Saved data entries:
==*==

PR #299, opened 2015-03-05
Always support t.monetize in migrations

myShoggoth:
In mixed DB environments (in my case, sqlite3 for dev and postgres for production), migrations would work in one but not the other, which is not acceptable.

This change makes t.monetize/add_monetize/remove_monetize always available, and supports the 'money' version in non-postgres environments for backwards compatibility.


semmons99:
:metal:

PR #300, opened 2015-03-14
Refactor monetized_attributes

antstorm:
A bit of refactoring for the `monetized_attributes`. I think this makes it more straightforward and lightens up the heavy `monetize` method a bit.

Also added the test for overriding a monetized attribute in a subclass (which was also possible to do before this change).


semmons99:
awesome!

PR #304, opened 2015-03-22
Include postgres specific code also when adaptor = postgis.

undergroundwebdesigns:
Allows the Posgres specific migrations to be used in Rails apps that use the ActiveRecord postgis adapter.


semmons99:
woot! thanks.

PR #313, opened 2015-04-09
chore(add read only exception class)

zhubert:
We're finding that it would be really nice to be able to rescue the exception which occurs when a currency  that is readonly undergoes an attempted modification.  

For instance, user types "35EUR" into a field which is in dollars, we'd like to catch that exception and make it into a helpful user message.


semmons99:
Nice!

==*==

Your reply should be a verbatim retyping of the lines from the one that holds "A bit of refactoring" through the last line of the entries.

A bit of refactoring for the `monetized_attributes`. I think this makes it more straightforward and lightens up the heavy `monetize` method a bit.

Also added the test for overriding a monetized attribute in a subclass (which was also possible to do before this change).


semmons99:
awesome!

PR #304, opened 2015-03-22
Include postgres specific code also when adaptor = postgis.

undergroundwebdesigns:
Allows the Posgres specific migrations to be used in Rails apps that use the ActiveRecord postgis adapter.


semmons99:
woot! thanks.

PR #313, opened 2015-04-09
chore(add read only exception class)

zhubert:
We're finding that it would be really nice to be able to rescue the exception which occurs when a currency  that is readonly undergoes an attempted modification.  

For instance, user types "35EUR" into a field which is in dollars, we'd like to catch that exception and make it into a helpful user message.


semmons99:
Nice!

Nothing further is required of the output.